Try it
When you reach the line containing "PR #5730, opened 2026-04-28" in the entries below, start writing out each line exactly, and stop after the line containing "3. Look at the coordinates of the Pick.".

[Collected data entries]
----------------

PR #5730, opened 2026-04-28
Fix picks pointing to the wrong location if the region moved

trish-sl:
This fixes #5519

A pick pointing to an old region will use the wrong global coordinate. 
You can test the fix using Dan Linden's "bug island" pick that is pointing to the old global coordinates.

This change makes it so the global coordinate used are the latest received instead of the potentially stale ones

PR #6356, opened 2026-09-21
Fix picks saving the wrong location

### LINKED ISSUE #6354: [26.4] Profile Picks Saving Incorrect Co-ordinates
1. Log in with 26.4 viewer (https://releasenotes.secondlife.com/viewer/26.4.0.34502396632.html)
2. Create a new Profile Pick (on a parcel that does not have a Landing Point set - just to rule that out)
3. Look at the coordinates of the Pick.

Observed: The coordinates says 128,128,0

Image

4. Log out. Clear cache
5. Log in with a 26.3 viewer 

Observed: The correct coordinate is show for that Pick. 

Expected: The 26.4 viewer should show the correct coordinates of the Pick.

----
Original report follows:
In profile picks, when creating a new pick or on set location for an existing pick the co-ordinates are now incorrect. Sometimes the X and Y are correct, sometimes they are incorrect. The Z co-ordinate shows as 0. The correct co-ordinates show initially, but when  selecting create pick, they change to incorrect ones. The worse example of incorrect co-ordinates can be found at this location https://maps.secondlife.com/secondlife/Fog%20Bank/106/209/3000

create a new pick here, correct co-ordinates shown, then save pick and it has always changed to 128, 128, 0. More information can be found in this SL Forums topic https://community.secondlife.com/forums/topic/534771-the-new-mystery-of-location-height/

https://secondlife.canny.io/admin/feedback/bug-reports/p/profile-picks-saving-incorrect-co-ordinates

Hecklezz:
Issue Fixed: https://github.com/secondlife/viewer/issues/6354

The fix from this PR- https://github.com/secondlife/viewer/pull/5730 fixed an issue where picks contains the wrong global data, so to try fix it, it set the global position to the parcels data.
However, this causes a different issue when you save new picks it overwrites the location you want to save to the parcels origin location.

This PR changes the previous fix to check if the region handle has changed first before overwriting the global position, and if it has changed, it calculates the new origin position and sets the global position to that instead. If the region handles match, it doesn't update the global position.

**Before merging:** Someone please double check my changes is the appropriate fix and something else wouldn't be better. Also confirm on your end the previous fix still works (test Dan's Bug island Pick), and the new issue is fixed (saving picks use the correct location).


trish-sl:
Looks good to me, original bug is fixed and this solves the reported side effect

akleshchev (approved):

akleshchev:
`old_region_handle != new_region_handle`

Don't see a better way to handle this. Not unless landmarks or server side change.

----------------

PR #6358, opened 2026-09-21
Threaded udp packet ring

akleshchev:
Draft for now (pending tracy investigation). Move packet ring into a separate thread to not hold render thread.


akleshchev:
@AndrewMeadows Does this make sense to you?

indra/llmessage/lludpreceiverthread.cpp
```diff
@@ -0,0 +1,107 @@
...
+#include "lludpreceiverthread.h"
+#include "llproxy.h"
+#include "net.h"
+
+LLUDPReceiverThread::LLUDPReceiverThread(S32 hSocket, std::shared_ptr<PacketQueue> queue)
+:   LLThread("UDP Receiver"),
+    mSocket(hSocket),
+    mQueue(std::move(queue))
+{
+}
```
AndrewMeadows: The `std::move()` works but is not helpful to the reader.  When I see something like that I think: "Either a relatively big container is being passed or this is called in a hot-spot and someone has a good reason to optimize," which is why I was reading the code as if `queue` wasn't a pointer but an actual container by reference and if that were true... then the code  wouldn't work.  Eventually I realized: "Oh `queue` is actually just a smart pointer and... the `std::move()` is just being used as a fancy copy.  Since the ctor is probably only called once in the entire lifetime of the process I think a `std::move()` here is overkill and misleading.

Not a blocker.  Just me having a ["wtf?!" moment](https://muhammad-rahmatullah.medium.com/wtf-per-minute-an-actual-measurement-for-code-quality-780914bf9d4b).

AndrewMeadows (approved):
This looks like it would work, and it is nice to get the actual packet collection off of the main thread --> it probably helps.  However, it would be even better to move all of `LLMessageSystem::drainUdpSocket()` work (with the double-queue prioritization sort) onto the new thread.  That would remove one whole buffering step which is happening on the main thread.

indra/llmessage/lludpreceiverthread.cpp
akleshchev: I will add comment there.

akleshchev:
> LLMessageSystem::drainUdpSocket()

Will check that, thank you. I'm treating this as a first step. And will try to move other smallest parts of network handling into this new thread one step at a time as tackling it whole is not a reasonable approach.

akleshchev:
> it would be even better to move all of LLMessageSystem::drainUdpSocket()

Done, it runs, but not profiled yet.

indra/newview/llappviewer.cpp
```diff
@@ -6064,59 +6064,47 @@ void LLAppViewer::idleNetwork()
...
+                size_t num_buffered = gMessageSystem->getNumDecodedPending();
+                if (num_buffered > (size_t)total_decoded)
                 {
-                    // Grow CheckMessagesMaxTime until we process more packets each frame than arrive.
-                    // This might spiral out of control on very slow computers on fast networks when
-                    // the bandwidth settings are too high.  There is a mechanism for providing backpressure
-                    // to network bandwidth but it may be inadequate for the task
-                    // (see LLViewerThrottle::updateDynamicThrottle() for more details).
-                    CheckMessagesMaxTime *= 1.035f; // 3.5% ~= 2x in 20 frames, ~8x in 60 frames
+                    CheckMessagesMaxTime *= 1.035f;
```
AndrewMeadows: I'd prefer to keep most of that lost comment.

----------------

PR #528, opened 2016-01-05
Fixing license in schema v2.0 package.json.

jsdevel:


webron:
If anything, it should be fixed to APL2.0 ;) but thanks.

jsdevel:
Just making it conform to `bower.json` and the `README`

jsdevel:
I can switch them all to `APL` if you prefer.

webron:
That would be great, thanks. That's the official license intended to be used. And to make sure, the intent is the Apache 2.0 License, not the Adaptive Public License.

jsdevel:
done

----------------

Exercise solution
PR #5730, opened 2026-04-28
Fix picks pointing to the wrong location if the region moved

trish-sl:
This fixes #5519

A pick pointing to an old region will use the wrong global coordinate. 
You can test the fix using Dan Linden's "bug island" pick that is pointing to the old global coordinates.

This change makes it so the global coordinate used are the latest received instead of the potentially stale ones

PR #6356, opened 2026-09-21
Fix picks saving the wrong location

### LINKED ISSUE #6354: [26.4] Profile Picks Saving Incorrect Co-ordinates
1. Log in with 26.4 viewer (https://releasenotes.secondlife.com/viewer/26.4.0.34502396632.html)
2. Create a new Profile Pick (on a parcel that does not have a Landing Point set - just to rule that out)
3. Look at the coordinates of the Pick.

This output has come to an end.